The brief contains some candid admissions we haven’t heard from Holder since he took office: “It may be true that in some instances the government will not be able to obtain information from citizens who are informed of their right to counsel, or that obtaining that information may be delayed.” The authors do cite an academic study purporting to show that two-thirds of suspects provide incriminating information after being read their rights — but this suggests, of course, that one-third did not. Maybe that’s okay for criminals, but the prospect of one out of three suspected terrorists not cooperating is far from reassuring.

Whatever the numbers are, the brief leaves no doubt that Holder views the loss of intelligence information as sometimes an acceptable tradeoff because, to quote from the brief again, “as a Nation we have chosen to place some limits on Executive authority in order to protect individual authority.” Pre-Obama Holder well appreciated that under some circumstances, treating terrorists like criminal defendants may be less protective of national security than treating them like enemies of the United States. But he was willing to take the risk to reduce what he perceived as possible abuses of power by the executive branch.

The most illuminating statement on this point comes a bit later in the brief:

[We] recognize that these limitations might impede the investigation of a terrorist offense in some circumstances.
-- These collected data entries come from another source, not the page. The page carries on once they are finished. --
PR #108, opened 2017-02-27
Adding travis support

junghans:


junghans:
@jbakosi, things to fix:
- [ ] Clang supports coverage, why is cmake not liking it?
- [ ] Using charmc for linking yields:
```
x86_64-pc-linux-gnu-g++: error: unrecognized command line option '-fcolor-diagnostics'
86_64-pc-linux-gnu-g++: error: unrecognized command line option '-Weverything'
```
- [ ] `0% tests passed, 95 tests failed out of 95`, huh?
- [ ] gcc flags are always `-O0 --coverage`

jbakosi:
> - [ ] Clang supports coverage, why is cmake not liking it?
> - [ ] gcc flags are always `-O0 --coverage`

I have never tried generating code coverage with clang (as never had a use for it), but I'm not against it seting it up. With the help of http://logan.tw/posts/2015/04/28/check-code-coverage-with-clang-and-lcov/, 0333eb1bc92 enables coverage for clang which now works, but with same caveats. See the commit message for details.

jbakosi:
```
x86_64-pc-linux-gnu-g++: error: unrecognized command line option '-fcolor-diagnostics'
86_64-pc-linux-gnu-g++: error: unrecognized command line option '-Weverything'
```
These are clang-only arguments, guarded by, in `src/CMakeLists.txt`:
```
if ("${CMAKE_CXX_COMPILER_ID}" MATCHES "Clang")  # clang-specific settings
...
```
Why does it get added to gcc builds? Does the above matches "Clang"?

jbakosi:
> - [ ] `0% tests passed, 95 tests failed out of 95`, huh?

I don't know why the regression test fail. Try to run a single test with, e.g.,
```
ctest -R walker:Dirichlet_pe1
```
 and see what fails during that single test.

cmake/DetectCodeCoverage.cmake
```diff
@@ -20,7 +26,8 @@ if ( GCOV AND
      LCOV AND
```
junghans: @jbakosi : I think the logic here is wrong, whenever `gcov`, `lcov`, `genhtml` and `sed` are found, coverage is enabled. It seems to me this block should be wrapped in some like `if(ENABLE_COVERRAGE)`.

docker/Dockerfile
```diff
@@ -0,0 +1,46 @@
...
+USER root
+RUN chown -R quinoa:quinoa /home/quinoa/quinoa /home/quinoa/.ccache
+USER quinoa
+
+WORKDIR /home/quinoa/quinoa
+RUN mkdir build
+
+WORKDIR build
+RUN ccache -z
+RUN cmake ${COVERAGE:+-DCODE_COVERAGE=ON} -DLCOV=/bin/true -DGENHTML=/bin/true ../src
```
junghans: @jbakosi : `${COVERAGE:+-DCODE_COVERAGE=ON}` means only add `-DCODE_COVERAGE=ON` to cmake if `COVERAGE` is set in the environment.

cmake/DetectCodeCoverage.cmake
junghans: Plus for coverage on travis, we don't need `lcov` and `genhtml`.

junghans:
For the warning is problem is that charm got build with gcc and hence charmc is using gcc, but quinoa is build with clang and injects '-fcolor-diagnostics' and `-Weverything`. Maybe we can inject there flags only in the compile line, but not the link command.

cmake/DetectCodeCoverage.cmake
jbakosi: Yeah that would work too, but the rationale behind the current logic is intended to be: if any of those tools are found and the compiler supports coverage, we enable code coverage. Does this make sense?

jbakosi: Note that even if code coverage is enabled (by the cmake variable `CODE_COVERAGE = on` ) that still does not mean the code coverage targets, .e.g, `unittest_coverage` will be built. (By default they will not be built.)

docker/Dockerfile
jbakosi: In light of the above, that is not how this is intended to be used.

jbakosi:
>For the warning is problem is that charm got build with gcc and hence charmc is using gcc, but quinoa is  build with clang and injects '-fcolor-diagnostics' and -Weverything. Maybe we can inject there flags only in the compile line, but not the link command.

I have not so far mixed TPL and code compilers -- I only used the same for both. Is that important to be able to do? I guess for charm, the answer is yes, as that provides a wrapper around whatever compiler it was used to be built with.

cmake/DetectCodeCoverage.cmake
jbakosi: > Plus for coverage on travis, we don't need lcov and genhtml.

That how would that generate coverage?

junghans:
`charmc` has a `-cc` and `-c++` option to overwrite the compilers it was built with.

cmake/DetectCodeCoverage.cmake
jbakosi: More bg info on the logic: Currently we have three code coverage targets: `unittest_coverage`, `regression_coverage`, and `test_coverage`, where the last one is the coverage for both. (I wanted to see detailed (line-)coverage depending on the type of tests.)

jbakosi:
> `charmc` has a `-cc` and `-c++` option to overwrite the compilers it was built with.

Okay, I did not know that, so I guess that wold enable using different compilers for charm and code.

cmake/DetectCodeCoverage.cmake
jbakosi: The three blocks starting at https://github.com/quinoacomputing/quinoa/blob/master/script/update_doc.sh#L59
shows how we generate coverage currently.

junghans: I am not sure if it is a good idea to always in inject `-O0` if these tools are found, as it makes the code slow.

I use Travis with [codecov](codecov.io), which just a parses all the gcov output files.

jbakosi: With https://github.com/quinoacomputing/quinoa/pull/108/commits/ac5d540031ef3c519c756af5ca1772158141bcfe we no longer inject `-O0`.

jbakosi: > I use Travis with [codecov](codecov.io), which just a parses all the gcov output files.

Cool! Will codecov.io work with Charm++ stuff and can it filter out unwanted files, such as https://github.com/quinoacomputing/quinoa/blob/master/cmake/CodeCoverage.cmake#L80 does?

docker/Dockerfile
junghans: Ok, we could use `${COVERAGE:+-DLCOV=/bin/true}` instead.

cmake/DetectCodeCoverage.cmake
junghans: Yes, `codecov` has an exclusion list, too.

docker/Dockerfile
```diff
@@ -0,0 +1,46 @@
...
+RUN make VERBOSE=1 -j2
+RUN ccache -s
+RUN ../script/run_tests.sh
+RUN make install DESTDIR=${PWD}
+RUN cd .. && if [ ${COVERAGE} ]; then \
+  if [ ${CC} = clang ]; then \
+    $HOME/.local/bin/codecov --gcov-exec "llvm-cov gcov"; \
```
junghans: @jbakosi: that is where we would add the exclusion option. Or we put this command inside cmake.

junghans:
Ok, I fixed most of the issues.

@jbakosi, can you defined a smaller set of tests to be run by travis, e.g. `script/run_ci_tests.sh`.

jbakosi:
The best would be to run all tests. I see travis got stuck with `walker:SkewNormalPDF_pe8`. You can label that STRINGENT in https://github.com/quinoacomputing/quinoa/blob/master/regression/walker/SkewNormal/CMakeLists.txt
as is done similarly in https://github.com/quinoacomputing/quinoa/blob/master/regression/rngtest/CMakeLists.txt#L9 and https://github.com/quinoacomputing/quinoa/blob/master/script/run_tests.sh will skip those (the stringent tests run nightly anyway).

junghans:
Travis has two restrictions, max build time need to be less than  60 mins and there needs to be output every 10 mins. The latter currently makes the test fail.

jbakosi:
> The latter currently makes the test fail.

You can fix that by labeling some tests `STRINGENT`.

jbakosi:
We can also add a new regression test label, e.g., `TRAVIS`, and make the https://github.com/quinoacomputing/quinoa/blob/master/script/run_tests.sh take the `-LE` argument.

docker/Dockerfile
```diff
@@ -36,7 +36,7 @@ RUN cmake \
     ../src
 RUN make VERBOSE=1 -j2
 RUN ccache -s
-RUN ../script/run_tests.sh
```
jbakosi: We should still run the unit tests:
```
RUN ./charmrun +p2 Main/unittest -v
```

docker/Dockerfile
```diff
@@ -36,7 +36,7 @@ RUN cmake \
     ../src
 RUN make VERBOSE=1 -j2
 RUN ccache -s
-RUN ctest -E "walker:SkewNormalPDF_pe8"
```
jbakosi: I really like this solution to exclude tests only for travis, instead of labeling them in any way. This way the exclusion only affects travis and does not exlude tests in any other venue. Awesome!

junghans: Plus, new tests will be picked up automatically.

jbakosi:
The default build type is `Debug`. However, `Release` will run the tests about 3-4x faster. I think it may be enough to test `Release`. (I'm testing `Debug` using TeamCity.) That way all tests might finish within an hour.

docker/Dockerfile
```diff
@@ -36,7 +36,7 @@ RUN cmake \
     ../src
 RUN make VERBOSE=1 -j2
 RUN ccache -s
-RUN ctest -E "(walker:SkewNormalPDF_pe8|walker:DiagOrnsteinUhlenbeckPDF_pe8)"
```
jbakosi: I would do `Release` build instead and not exclude these. See https://github.com/quinoacomputing/quinoa/pull/108#issuecomment-283411905.

docker/Dockerfile
```diff
@@ -36,7 +36,7 @@ RUN cmake \
...
+RUN ctest -E "_pe[45678]"
```
jbakosi: I would do `Release` build instead and not exclude these. See https://github.com/quinoacomputing/quinoa/pull/108#issuecomment-283411905.

junghans: I am still playing with how much we can get done in 50 mins on Travis.

jbakosi: BTW, the `_pe*` tests attempt to brute-force test asynchronous logic: the runtime system will schedule some calls differently depending on the load of the machine the tests are running on. So if they fail sometimes and apparently in a random fashion or some tests stall forever, that's an indication of an asynchronous logic bug, which can be pretty hard to debug. Bottom line: it is nice to include as many of such tests.

jbakosi: Okay, but I still think, `Release` is sufficient on travis considering time limitations there.

docker/Dockerfile
```diff
@@ -0,0 +1,51 @@
+FROM quinoacomputing/buildenv:gentoo
```
jbakosi: Can you rename this file to differentiate better from the other docker files in that directory? E.g., `Dockerfile.quinoa-build-travis` or something like that.

junghans: Sure!

jbakosi:
Okay, thanks. Let's see how this does then I'll merge to master.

It is conceivable that, in some hypothetical situation, despite the array of powers described above, the government might be unable to detain a dangerous terrorist or to interrogate him or her effectively. But this is an inherent consequence of the limitation of Executive power. No doubt many other steps could be taken that would increase our security, and could enable us to prevent terrorist attacks that might otherwise occur. But our Nation has always been prepared to accept some risk as the price of guaranteeing that the Executive does not have arbitrary power to imprison citizens.”

The brief does not specifically quantify what level of risk the nation should be willing to accept. Perhaps it is 33 percent, reflecting the one-third of people who don’t cooperate after being Mirandized. Or maybe it’s something like the 20 percent of detainees released from Guantanamo who return to the fight, which, the president’s top counterterrorism adviser John Brennan said, “isn’t that bad” compared to the 50 percent recidivism rate of criminals.

Conn Carroll at Heritage:

Attorney General Eric Holder may be our nation’s top law enforcement officer, but he is also a political appointee subject to Senate confirmation. The United States Senate should have been informed about what Holder views as ‘acceptable’ and ‘unacceptable’ risks to national security. Holder, the Department of Justice, and the White House all owe the American people a believable explanation as to why Holder failed to disclose these views.